G-Retriever Enhances Real-World Graph Question Answering with RAG and LLMs

  • Large Language Models (LLMs) face challenges in processing complex graph data despite advancements in AI.
  • G-Retriever integrates Graph Neural Networks (GNNs) and Retrieval-augmented generation (RAG) to handle real-world graph structures effectively.
  • The architecture emphasizes parameter-efficient fine-tuning (PEFT) techniques for enhanced model robustness.
  • Researchers from multiple institutions collaborate on G-Retriever, focusing on scalable graph question-answering solutions.
  • The framework showcases superior performance in various datasets, reducing token and node counts for faster training and mitigating hallucination by 54%.

Main AI News:

Advances in artificial intelligence have propelled Large Language Models (LLMs) to the forefront, yet their ability to handle complex structured data like graphs remains a challenge. Our interconnected world generates vast amounts of data structured as graphs, from the Web and e-commerce systems to knowledge graphs, all of which are ideal for LLM-centric methods. While efforts have integrated Graph Neural Networks (GNNs) with LLMs, they’ve typically focused on basic graph tasks or simple queries on small graphs. Our research aims to develop a flexible framework for answering complex questions about real-world graphs, providing users with a unified conversational interface.

Building on previous work that combines graph techniques with LLMs, our approach spans general graph models, multi-modal architectures, and practical applications such as fundamental graph reasoning, node classification, and graph classification/regression. Retrieval-augmented generation (RAG) shows promise in mitigating inaccuracies in LLMs and enhancing reliability, although its adaptation to general graph tasks remains underexplored beyond knowledge graphs. Parameter-efficient fine-tuning (PEFT) techniques have refined LLMs, particularly multimodal models, yet their application to graph-specific LLMs is nascent.

Researchers from the National University of Singapore, University of Notre Dame, Loyola Marymount University, New York University, and Meta AI introduce G-Retriever, an innovative architecture tailored for GraphQA. By leveraging GNNs, LLMs, and RAG, G-Retriever combines efficient fine-tuning with the preserved capabilities of pre-trained LLMs. This framework addresses hallucination through direct retrieval of graph data, scaling effectively even with graphs larger than the LLM’s context window. G-Retriever adapts RAG for graphs, framing subgraph retrieval as a Prize-Collecting Steiner Tree (PCST) optimization problem to enhance interpretability by returning the retrieved subgraph.

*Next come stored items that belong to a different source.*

PR #133, opened 2021-11-08
Possibility to preserve event timestamp when writing from MigrationTool

patriknw:
need this for #132

### DIFF
--- a/core/src/main/scala/akka/persistence/r2dbc/journal/JournalDao.scala
+++ b/core/src/main/scala/akka/persistence/r2dbc/journal/JournalDao.scala
@@ -146,19 +146,22 @@ private[r2dbc] class JournalDao(journalSettings: R2dbcSettings, connectionFactor
             .bindNull(11, classOf[Array[Byte]])
       }
 
-      val p =
-        if (useTimestampFromDb) {
-          12
-        } else {
-          stmt.bind(12, write.dbTimestamp)
-          13
-        }
+      if (useTimestampFromDb) {
+        stmt
+          .bind(12, slice)
+          .bind(13, entityType)
+          .bind(14, write.persistenceId)
+          .bind(15, previousSeqNr)
+      } else {
+        stmt
+          .bind(12, write.dbTimestamp)
+          .bind(13, slice)
+          .bind(14, entityType)
+          .bind(15, write.persistenceId)
+          .bind(16, previousSeqNr)
+      }
 
       stmt
-        .bind(p, slice)
-        .bind(p + 1, entityType)
-        .bind(p + 2, write.persistenceId)
-        .bind(p + 3, previousSeqNr)
     }
 
     val result = {
--- a/core/src/main/scala/akka/persistence/r2dbc/journal/JournalDao.scala
+++ b/core/src/main/scala/akka/persistence/r2dbc/journal/JournalDao.scala
@@ -74,13 +74,27 @@ private[r2dbc] class JournalDao(journalSettings: R2dbcSettings, connectionFactor
 
   private val journalTable = journalSettings.journalTableWithSchema
 
-  // The subselect of the db_timestamp of previous seqNr for same pid is to ensure that db_timestamp is
-  // always increasing for a pid (time not going backwards).
-  // TODO we could skip the subselect when inserting seqNr 1 as a possible optimization
-  private val insertEventSql = s"INSERT INTO $journalTable " +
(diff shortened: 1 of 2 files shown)


core/src/main/scala/akka/persistence/r2dbc/journal/JournalDao.scala
```diff
@@ -91,15 +105,27 @@ private[r2dbc] class JournalDao(journalSettings: R2dbcSettings, connectionFactor
...
 
-  def writeEvents(events: Seq[SerializedJournalRow]): Future[Unit] = {
+  def writeEvents(events: Seq[SerializedJournalRow], samePersistenceId: Boolean): Future[Unit] = {
     require(events.nonEmpty)
-    val persistenceId = events.head.persistenceId
 
-    val entityType = SliceUtils.extractEntityTypeFromPersistenceId(persistenceId)
-    val slice = SliceUtils.sliceForPersistenceId(persistenceId, journalSettings.maxNumberOfSlices)
-    val previousSeqNr = events.head.sequenceNr - 1
+    // normally it is the same persistenceId for all events, but when used from MigrationTool it can be
```
patriknw, line 111: thinko; it's same persistenceId also from MigrationTool, so I'll revert some of this

core/src/main/scala/akka/persistence/r2dbc/journal/JournalDao.scala
```diff
@@ -125,18 +146,29 @@ private[r2dbc] class JournalDao(journalSettings: R2dbcSettings, connectionFactor
...
+
       stmt
-        .bind(12, slice)
-        .bind(13, entityType)
-        .bind(14, write.persistenceId)
-        .bind(15, previousSeqNr)
+        .bind(p, slice)
+        .bind(p + 1, entityType)
+        .bind(p + 2, write.persistenceId)
+        .bind(p + 3, previousSeqNr)
```
octonato, line 161: I think it will be easier to follow this if we just repeat the bindings inside the `if/else`.
Like we did about when matching the option in `write.metadata`.

```scala
if (useTimestampFromDb)
 stmt
    .bind(12, slice)
    .bind(13, entityType)
    .bind(14, write.persistenceId)
    .bind(15, previousSeqNr)
else
  stmt
    .bind(12, write.dbTimestamp)
    .bind(13, slice)
    .bind(14, entityType)
    .bind(15, write.persistenceId)
    .bind(16, previousSeqNr)

```

core/src/main/scala/akka/persistence/r2dbc/journal/JournalDao.scala
```diff
@@ -74,13 +74,27 @@ private[r2dbc] class JournalDao(journalSettings: R2dbcSettings, connectionFactor
...
+      s"(SELECT db_timestamp + '1 microsecond'::interval FROM $journalTable " +
+      s"WHERE slice = $$$p AND entity_type = $$${p + 1} AND persistence_id = $$${p + 2} AND sequence_number = $$${p + 3})"
+
+    val insertEventWithParameterTimestampSql =
+      baseSql + "GREATEST($13, " + insertSubSelect(p = 14) + "))"
+
+    val insertEventWithTransactionTimestampSql =
+      baseSql + "GREATEST(transaction_timestamp(), " + insertSubSelect(p = 13) + "))"
+
+    (insertEventWithParameterTimestampSql, insertEventWithTransactionTimestampSql)
```
octonato, line 96: The shift of param bindings is annoying and obfuscate a bit the code intention. 
Maybe better if we just use out-of-order params? I'm not sure if keeping the ordering is buying use anything.

octonato (approved):
LGTM

I have some comments about the param shifting, but not that important. Ok for merge as is.

core/src/main/scala/akka/persistence/r2dbc/journal/JournalDao.scala
patriknw: agreed, let me change this

core/src/main/scala/akka/persistence/r2dbc/journal/JournalDao.scala
patriknw: yeah, it's annoying. I'd prefer to have clean sql strings in the end because those may show up in logs and such.
we could add some small utility that does some string replacement of `$` to add the numbered $1, $2, $3.

patriknw: created issue https://github.com/akka/akka-persistence-r2dbc/issues/135 for this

G-Retriever’s architecture unfolds through four key phases: indexing, retrieval, subgraph construction, and generation. In the indexing phase, node and graph embeddings are generated using a pre-trained language model and stored for efficient retrieval. The retrieval phase employs k-nearest neighbors to identify pertinent nodes and edges based on a query. Subgraph construction utilizes the Prize-Collecting Steiner Tree algorithm to form a relevant and manageable subgraph. The generation phase integrates a Graph Attention Network to encode the subgraph, a projection layer aligning graph tokens with LLM vectors, and a text embedder transforming the subgraph into textual format. Finally, the LLM generates an answer through graph prompt tuning, combining graph tokens with textual embeddings.

G-Retriever excels across diverse datasets and configurations, surpassing baseline models in inference-only scenarios and exhibiting significant enhancements through prompt tuning and LoRA fine-tuning. The method optimizes efficiency by reducing token and node counts, thereby accelerating training times, and decreases hallucination rates by 54% compared to baselines. A comprehensive ablation study underscores the significance of all components, particularly the graph encoder and textualized graph, confirming G-Retriever’s resilience across different encoders and scalability with larger LLMs in graph question-answering tasks.

Conclusion:

G-Retriever’s innovative integration of GNNs, LLMs, and RAG represents a significant leap forward in graph question-answering capabilities. Its demonstrated efficiency and reliability underscore its potential to reshape how AI interacts with complex data structures, offering promising applications in diverse industries reliant on data-driven insights.